As I showed in following images, I want to remove the overlapping dots not yellow part of dots. In the third image, I’ve removed them manually.



Thank you so much Bob, @smithrobertj. But I think I didn’t explain my aim well. I want to remove both red and green dots which are close together, not only the overlapping area. My analysis must be done on the green dots which are not attached to the red ones.
Actually, these dots represent the location of two ends of chromosomes. One end expresses both red and green protein while another one expresses only the green protein, and I need the later one.



Dear @gabriel

Thank you for your suggestion. Is it a plugin in Image J??



If you use Fiji, add the Morphology update site (the plugin is called Binary_Reconstruction under Plugins>Morphology after installation). If you use ImageJ you can download it the Morphology collection (a zip file that you need to expand in the plugins folder) from here:


Good day Parinaz,

your sample image is dramatically over-exposed in the green and red channel.
Is this intended or caused by lack of control during image acquisition or did you do some image pre-processing?

In any case I shall have a look at the data.



Why don’t you post the original “.lif”-files as a ZIP-archive?



here is an ImageJ-macro that should do what you want:

// imagej-macro "chromosomes" (Herbie G., 07. Nov 2018)
requires( "1.52h" );
run("Set Measurements...", "centroid redirect=None decimal=1");
setForegroundColor(0, 0, 0);
run("Duplicate...", "title=temp");
run("Split Channels");
selectImage("temp (red)");
imageCalculator("AND", "temp (red)", "temp (green)");
run("Analyze Particles...", "add");
roiManager("multi-measure measure_all");
close("temp (red)");
close("ROI Manager");
for ( i=0; i<x.length; i++ ) { 
   doWand(floor(x[i]), floor(y[i]));
   getSelectionBounds(xx, yy, w, h);
   if (h!=getHeight()) run("Fill", "slice");
run("Select None");
function makeBinary() {
   setOption("BlackBackground", true);
   setAutoThreshold("Intermodes dark");
   run("Convert to Mask");
// imagej-macro "chromosomes" (Herbie G., 07. Nov 2018)

Paste the above macro code to an empty macro window (Plugins >> New >> Macro) and run it with your RGB-image open in ImageJ.

Here is what i get:

Please note that the resulting images are always binary!




I highly recommend using the free Cell Profiler software (part of this message board).
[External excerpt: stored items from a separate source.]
Issue #274, opened 2019-05-30
scipy==1.2.0 causes dependency errors


davidpbowe:
Installing lifetimes with python3.7 caused the below dependency error.

`Traceback (most recent call last):
  File "UserStatus.py", line 9, in <module>
    from lifetimes.datasets import load_transaction_data
  File "~/.virtualenvs/analysis/lib/python3.7/site-packages/lifetimes/__init__.py", line 5, in <module>
    from .fitters.beta_geo_fitter import BetaGeoFitter
  File "~/.virtualenvs/analysis/lib/python3.7/site-packages/lifetimes/fitters/beta_geo_fitter.py", line 9, in <module>
    from autograd.scipy.special import gammaln, beta, gamma
  File "~/.virtualenvs/analysis/lib/python3.7/site-packages/autograd/scipy/__init__.py", line 7, in <module>
    from . import misc
  File "~/.virtualenvs/analysis/lib/python3.7/site-packages/autograd/scipy/misc.py", line 7, in <module>
    logsumexp = primitive(scipy.misc.logsumexp)
AttributeError: module 'scipy.misc' has no attribute 'logsumexp'`

Pip install seemed to have installed scipy==1.2.0 where the location of the logsumexp function has changed. Downgrading to scipy==1.1.0 solves the issue

teresadong:
I believe scipy.misc.logsumexp is deprecated according to: https://github.com/HIPS/autograd/issues/501
scipy.special.logsumexp I think is the correct new path

aprotopopov:
Due to that error, I suggest modifying requirements.txt for now for the autograd package to install it from git from [fix commit](https://github.com/HIPS/autograd/commit/4ec5aede380c5accf20afd4f4a96d59f1a9cd1df). 

```
-e git://github.com/HIPS/autograd.git@4ec5aede380c5accf20afd4f4a96d59f1a9cd1df#egg=autograd
```

PR #279, opened 2019-06-19
Fix autograd error by installing from git

aprotopopov:
Temporary fix for #274.


CamDavidsonPilon:
I'm okay with this (and I've been watching autograd's dev closely to track a release). Another solution is to pin scipy to <1.3.

Let's try this solution though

It has an intuitive built in function for turning your spots into objects. You can then relate your red and green objects and filter out the ones than have any overlap. If it’s necessary to analyze your original image minus the overlap, you could use the overlapped objects to create a mask. The software has an intuitive layout and is flexible for other applications, so learning how to use it is well worth the time. Steve


Dear @Herbie

Thank you sooooooo much for the macro code. It worked. :slight_smile: :ok_hand: :rose: :rose: :rose:



Thank you Gabriel. The code that Herbie sent worked, but I will try this plugin too. :rose:



Hi @Steve1

Thanks for your complete response. :rose:



If you decide to try Cell Profiler let me know and I can try to help out. I’m pretty new to the software but have been very impressed so far and appreciate it’s flexibility and potential.